In fact there were some objectionable aspects to the 60’s New Math so such complaints were not without substance. The 1972 quote from a math professor, while framed by Larson and Education Week as an exaggeration, was echoed by many people at that time. The math taught in the lower grades during the 60’s New Math era relied on a set-theoretical approach that was too formal for many students, not to mention the teachers. Interestingly, NCTM distanced itself from the 60’s New Math when it fell out of fashion in the mid 70’s, though NCTM’s 1989 (and later, 2000) math standards pushed “understanding” over “procedures” as had the 60’s New Math in part.
As for Common Core math standards, although they call for fluency with math facts, and require learning the standard algorithms, its interpretation and implementation –like the NCTM standards which dominated math education philosophies in the edu-establishment for the past two decades or so–also has been implemented along the ideologies of reform math.
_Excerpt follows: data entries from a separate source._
PR #1199, opened 2024-08-06
[client/rest]: add NEM createLookupCurrencyFunction

Jaguar0625:
problem: OperationParser needs to be initialized with a lookupCurrency function
solution: add a default implementation
          cache mosaic properties


Wayonb (approved):
👍🏾

PR #1220, opened 2024-08-12
[sdk/javascript]: export bytesToInt via utils

Jaguar0625:
problem: bytesToBigInt is exported but not bytesToInt
solution: export both


Wayonb (approved):
👍🏾

PR #1221, opened 2024-08-12
[client/rest]: first group of NEM rosetta related fixes

Jaguar0625:
[client/rest]: rename modification cosignatoryPublicKey to cosignatoryAccount
    
     problem: NEM REST uses name 'cosignatoryAccount' instead of SDK name 'cosignatoryPublicKey'
    solution: add mapping in convertTransactionSdkJsonToRestJson

    [client/rest]: fix version handling when processing NEM transaction
    
     problem: NEM version is composed of network-type and version
    solution: mask version part when comparing

    [client/rest]: add nem rosetta to known plugins list
    
     problem: nem rosetta is not in list
    solution: add it


Wayonb (approved):
Looks good 👍🏾 but some other tests need to be updated

Wayonb (approved):
👍🏾

PR #1222, opened 2024-08-13
[client/rest]: NEM rosetta /block needs to create rosetta transaction for harvest fee

Jaguar0625:
problem: harvest fees are not extracted by rosetta
solution: add block transaction consisting of harvest fee


Wayonb (approved):
👍🏾

PR #1227, opened 2024-08-16
[sdk/javascript]: fix TS descriptor generator

Jaguar0625:
problem: TS descriptor generator does not work
solution: fix it
          add dryrun to build script


Wayonb (approved):
👍🏾

PR #1228, opened 2024-08-16
[catbuffer/schemas]: NEM multisig is not correct

Jaguar0625:
[catbuffer/schemas]: add NonVerifiableCosignatureV1
    
     problem: cosignature transactions cannot currently be signed
    solution: add non-verifiable version for signing

    [catbuffer/schemas]: NEM cosignature multisig_transaction_hash field should be other_transaction_hash
    
     problem: field contains hash of other - not multisig - transaction
    solution: rename it


Wayonb (approved):
👍🏾

PR #1229, opened 2024-08-16
[client/rest]: fix cosigning of NEM transactions in rosetta construction 

Jaguar0625:
[client/rest]: fix multisig transaction processing
    
     problem: NEM multisig transaction processing is wrong
    solution: fix multisig transaction construction

    [client/rest]: fix multisig (outer) fee calculation
    
     problem: multisig is using inner transaction fee
    solution: use constant fee


Wayonb (approved):
Looks good 👍🏾

There is still one missing fix.  For multisig conversion to work, no cosigner is used so in the preprocess you will need to request all the public keys for ``addressAdditions``

PR #1230, opened 2024-08-16
[client/rest]: request public keys for multisig address additions

Jaguar0625:
problem: NEM requires public keys of addresses being added to multisig
solution: request public keys of addressAdditions in /preprocess


Wayonb (approved):
👍🏾

PR #1231, opened 2024-08-16
[client/rest]: fix /construction/submit for multisig transactions

Jaguar0625:
problem: NEM doesn't have concept of complete multisig and strips embedded multisig signatures
solution: submit multisig transaction and cosignatures separately


Wayonb (approved):
👍🏾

The alternative strategies for adding, subtracting, multiplying and dividing which are suggested in the CC math standards have generated many complaints and articles in the press. But they are nothing new; they have been around for years in the textbooks used in the eras of traditionally taught math. But it used to be that the standard algorithms were taught first, as a main dish. The alternative methods were introduced over a period of a few years as side dishes to help students do mental math, and to help clarify what was going on within the standard algorithms. But interpretations of CC have resulted in delaying the teaching of these standard algorithms until the grade level in which they appear in the CC standards. The standard algorithm for multidigit addition for example, appears in the CC 4th grade standards. While this means it is to be learned no later than the fourth grade, popular interpretation and implementation of these standards is to delay its teaching until 4th grade, and to teach only the alternative methods in earlier grades.
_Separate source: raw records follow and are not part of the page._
PR #1239, opened 2024-08-19
[client/rest]: update NEM rosetta to use new /mosaic/definition/last api

Jaguar0625:
problem: rosetta implementation is unable to get information for expired mosaics
solution: use last (active or expired) mosaic definition for processing

### DIFF
--- a/client/rest/src/plugins/rosetta/nem/NemProxy.js
+++ b/client/rest/src/plugins/rosetta/nem/NemProxy.js
@@ -104,15 +104,7 @@ export default class NemProxy {
 		if (this.mosaicPropertiesMap.has(fullyQualifiedName))
 			return this.mosaicPropertiesMap.get(fullyQualifiedName);
 
-		const mosaicDefinitions = await this.fetchAll(
-			`namespace/mosaic/definition/page?namespace=${mosaicId.namespaceId}`,
-			100,
-			jsonObject => jsonObject.mosaic
-		);
-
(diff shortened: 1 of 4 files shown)


client/rest/src/plugins/rosetta/nem/NemProxy.js
```diff
@@ -104,15 +104,7 @@ export default class NemProxy {
...
 
-		const mosaicDefinitions = await this.fetchAll(
-			`namespace/mosaic/definition/page?namespace=${mosaicId.namespaceId}`,
-			100,
-			jsonObject => jsonObject.mosaic
-		);
-
-		const mosaicDefinition = mosaicDefinitions.find(definition => definition.id.name === mosaicId.name);
-		if (!mosaicDefinition)
-			throw RosettaErrorFactory.INTERNAL_SERVER_ERROR;
```
Wayonb, line 115: Should we still not fail, or should the mosaic def always be there?

Wayonb (approved):
👍🏾

client/rest/src/plugins/rosetta/nem/NemProxy.js
Jaguar0625: in case of missing, NIS will return 404, which will be mapped by `global.fetch` to `result.ok === false`. 
thus, `NemProxy.fetch` will throw `RosettaErrorFactory.CONNECTION_ERROR`

PR #1242, opened 2024-08-20
[jenkins]: localDepsLocal boost build is failing with clang

Jaguar0625:
problem: clang is defaulting to older c++ standard
solution: specify c++ standard version to b2 explicitly


Wayonb (approved):
👍🏾

PR #1243, opened 2024-08-22
Rest/rosetta/fixes

Jaguar0625:
[rest/client]: truncate percentile levy amounts
    
     problem: when calculating percentile levy amount, it must be full number
    solution: truncate it

    [rest/client]: map SDK JSON 'action' to REST JSON 'supplyType'
    
     problem: REST JSON and SDK JSON use different property names
    solution: add mapping to 'convertTransactionSdkJsonToRestJson'

    [client/rest]: add missing await to lookupCurrency call
    
     problem: call to lookupCurrency is missing await
    solution: add await


Wayonb (approved):
👍🏾

PR #74, opened 2020-07-07
Track and use highest nonce among in-flight transactions

vdamle:
* The current logic for assigning nonce runs through the in-flight list to
determine the maximum and assigns one higher
* When a batch of transactions are in-flight and a receipt for the txn
with highest nonce is received before all others which have lower
nonces, the txn is cleared from the in-flight list. The next
transaction from the same account is re-assigned the nonce that was used
by the cleared transaction, which results in a "nonce too low" error.
This PR introduces a `highestNonce` that is maintained for the in-flight
batch and is updated whenever a new transaction is added. This way, any
transactions which are cleared do not negatively impact the calculation
of the nonce when the next transaction is processed.

### DIFF
--- a/internal/kldtx/hdwallet_test.go
+++ b/internal/kldtx/hdwallet_test.go
@@ -71,6 +71,7 @@ func TestHDWalletSignOK(t *testing.T) {
 	s, err := hd.SignerFor(hdr)
 	assert.NoError(err)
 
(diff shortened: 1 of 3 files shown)


vdamle:
Good catch @peterbroadhurst . Agree with both points, the stale nonce can be really problematic. Will fix this.

PR #79, opened 2020-07-30
Update dependencies handling changes to geth 1.9.18

peterbroadhurst:
As a pre-req to supporting `ABICoderV2` we need to update our go-ethereum dependency.
There are some significant changes that affected this to the type interface.

Particularly as covered here

- Removal of `ID()` methods
- Requirement to use the constructor to generate signatures on a Method (affects order of our code significantly)
- Need to handle `stateMutability` field on the ABI

Also in Sarama, there is a new `RefreshController` method so I regenerated the `gomock`s


peterbroadhurst:
I also added a goreport badge - as https://github.com/kaleido-io/ethconnect/pull/33 has been languishing as I keep coming back to it, and thinking it needs updating. So the simple badge would move us forwards.

internal/kldeth/txn.go
```diff
@@ -372,9 +384,20 @@ func genMethodABI(jsonABI *kldmessages.ABIMethod) (method *abi.Method, err error
...
+		outputs[i] = arg
 	}
-	return
+
+	var abiMethod abi.Method
+	// Note we only support "normal" functions here - constructors do not follow this code path, and we don't have support
+	// of Fallback or Receive yet
+	switch jsonABI.Type {
+	case "function":
+	case "":
```
vdamle, line 395: Is this for `Fallback` function? If so, the comment preceding this is contradictory

peterbroadhurst: Actually, no. This is just to cover the (likely) case that when specifying the ABI in-line in YAML, the user does not include a `type` in there.

PR #80, opened 2020-07-31
ABIEncoderV2 support for struct (tuple) function input/output

peterbroadhurst:
Updates the core JSON <-> ABI logic of ethconnect to handle `ABIEncoderV2` encoded structs.

- Updates error messages to include the path to the field that is in error, including array indexes and nesting
- Tested with nested structures and arrays
- Validated fields are optional on structures
- Exploits all the same type mapping of the individual fields to/from JSON that top-level fields have
- Also includes some format and spelling fixes identified by go report.

Additional work likely to be required around OpenAPI (Swagger) generation, and potentially events.

### DIFF
--- a/internal/klderrors/errors.go
+++ b/internal/klderrors/errors.go
@@ -333,27 +333,29 @@ const (
 	// TransactionSendBadGasPrice a user-supplied gasPrice (eth to pay for each unit of gas spent) string in the JSON input cannot be processed
 	TransactionSendBadGasPrice = "Converting supplied 'gasPrice' to big integer"
 	// TransactionSendInputTypeBadNumber the input JSON value supplied for a method parameter cannot be converted to a number
-	TransactionSendInputTypeBadNumber = "Method '%s' param %d: Could not be converted to a number"
+	TransactionSendInputTypeBadNumber = "Method '%s' param %s: Could not be converted to a number"
 	// TransactionSendInputTypeBadJSONTypeForNumber the input JSON value supplied for a method parameter was not a number or a string, and needs to be converted to a number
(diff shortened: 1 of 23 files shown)


internal/klderrors/errors.go
```diff
@@ -367,7 +369,9 @@ const (
 	// TransactionSendMsgTypeUnknown we got a JSON message into the core processor (from Kafka, Webhooks etc.) that we don't understand
 	TransactionSendMsgTypeUnknown = "Unknown message type '%s'"
 	// TransactionSendInputTooManyParams more parameters provided than specified on ABI
-	TransactionSendInputTooManyParams = "Supplied %d paramters for ABI that supports %d"
+  TransactionSendInputTooManyParams = "Supplied %d paramters for ABI that supports %d"
+  // TransactionSendInputNotAssignable if we end up in a situation where the generated type cannot be assiend
```
vdamle, line 373:
```suggestion
  // TransactionSendInputNotAssignable if we end up in a situation where the generated type cannot be assigned
```

internal/kldeth/txn.go
```diff
@@ -22,7 +22,8 @@ import (
 	"reflect"
 	"regexp"
 	"strconv"
-	"strings"
+  "strings"
```
vdamle, line 25: just a nit, this formatting looks wacky.

vdamle: this file probably needs a `gofmt` run

peterbroadhurst: I've run it through gofmt 👍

Jason Zimba one of the lead writers of the CC math standards has gone on record stating that the standard algorithms can be taught earlier than the grade in which it appears in the CC standards, and Zimba even recommends that that be done. But reform ideologies have prevailed: The reasons for delay go along with reform-oriented ideas, that teaching the standard algorithms first eclipse the conceptual underpinnings of how they work and students will not “understand”–i.e., it is equated with “rote memorization”.
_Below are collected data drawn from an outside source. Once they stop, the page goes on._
PR #81, opened 2020-08-04
More work on ABIEncoderV2 to account for missing Marshal implementations

peterbroadhurst:
So I found a pretty big issue, that took a while to work around - and sadly quite a lot more code change.

The `abi.ABI` interface and its children in go-ethereum provided `Unmarshal`, but does not provide `Marshal`.
Before we had worked around that by providing my own custom `Marshal` interface, that simply to the external fields of the go-ethereum objects and serialized them.

Sadly when the structures were updated to add the `components` and `internalType` extensions, these fields in their original form get thrown away during the `Unmarshal`:

https://github.com/ethereum/go-ethereum/blob/f5382591874220287de253bfc08b10afd5244927/accounts/abi/argument.go#L36-L60

This meant I had to find a solution to allow the code to serialize and de-serialize the original JSON, while also no re-implementing all of the complex type implementation that is super useful within the go-ethereum `abi.Type` interface.

I settled on moving all the code to using our own simple `ABIMarshaling` structure that represents the raw JSON, then just in time conversion into `abi.Method` / `abi.Event` when we want the full type structures.
Even with this compromise the change was quite extensive.

I also found some gotchas when testing end-to-end with real nested input output structures, and addressed those

### DIFF
--- a/internal/kldbind/typeutils.go
+++ b/internal/kldbind/typeutils.go
@@ -127,5 +127,4 @@ func ABIElementMarshalingToABIMethod(m *ABIElementMarshaling) (method *ABIMethod
 			method = &nMethod
 		}
 	}
-	return
 }
--- a/internal/kldbind/typeutils.go
+++ b/internal/kldbind/typeutils.go
@@ -90,7 +90,12 @@ func ABIArgumentsMarshalingToABIArguments(marshalable []ABIArgumentMarshaling) (
 	arguments := make(ABIArguments, len(marshalable))
 	var err error
 	for i, mArg := range marshalable {
-		arguments[i].Type, err = abi.NewType(mArg.Type, mArg.InternalType, mArg.Components)
+		var components []abi.ArgumentMarshaling
+		if mArg.Components != nil {
+			b, _ := json.Marshal(&mArg.Components)
+			json.Unmarshal(b, &components)
+		}
+		arguments[i].Type, err = abi.NewType(mArg.Type, mArg.InternalType, components)
 		if err != nil {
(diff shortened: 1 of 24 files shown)


internal/kldbind/typeutils.go
```diff
@@ -74,108 +74,58 @@ func ABIEventSignature(event *ABIEvent) string {
...
+			method = &nMethod
 		}
-		abiArgs = append(abiArgs, ABIArgument{
-			Name:    arg.Name,
-			Type:    t,
-			Indexed: arg.Indexed,
-		})
 	}
-	return abiArgs, nil
+	return
```
vdamle, line 130:
```suggestion
```

internal/kldeth/txn.go
```diff
@@ -147,34 +152,26 @@ func CallMethod(ctx context.Context, rpc RPCClient, signer TXSigner, from, addr
...
+	var err error
+	if unpackErr != nil {
+		err = klderrors.Errorf(klderrors.UnpackOutputsFailed, unpackErr)
+	} else {
+		err = processOutputs(args, rawRetval, retval)
 	}
-	if err = processOutputs(args, rawRetval, retval); err != nil {
-		addErrorToRetval(retval, retBytes, rawRetval, err)
+	if err != nil {
+		log.Errorf("Unabled to process bytes '%s': %s", rawRetval, err)
```
vdamle, line 172:
```suggestion
		log.Errorf("Unable to process bytes '%s': %s", rawRetval, err)
```

PR #83, opened 2020-08-04
Fix how ABI serializes down into Kafka message

peterbroadhurst:
Now that we have hierarchical data structures being written into the intermediate message, we have to move the serialization structures across.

Furthermore, although the CC website claims that the standards do not dictate pedagogy, it says that “shifts” in instructional strategies are necessary. It calls for coherence in teaching:
“Mathematics is not a list of disconnected topics, tricks, or mnemonics; it is a coherent body of knowledge made up of interconnected concepts. … Learning is carefully connected across grades so that students can build new understanding onto foundations built in previous years.”
The implication is that this has never been done before. In fact, it might be the case that the textbooks and programs of the last 25+ years, in adhering to NCTM’s math-reform flavored standards did away with such coherence in the lower grades, relying instead on more of a “spiral approach”. But current interpretation is that traditionally taught math was a series of unconnected topics. And perhaps this shift in instructional strategy has led to the teaching of standard algorithms later rather than earlier, in the prevalent belief that doing otherwise leads to “tricks” or “mnemonics” and that the procedures cannot be taught with “understanding”.
Looks like NCTM’s current president is doing his part to sustain that fantasy.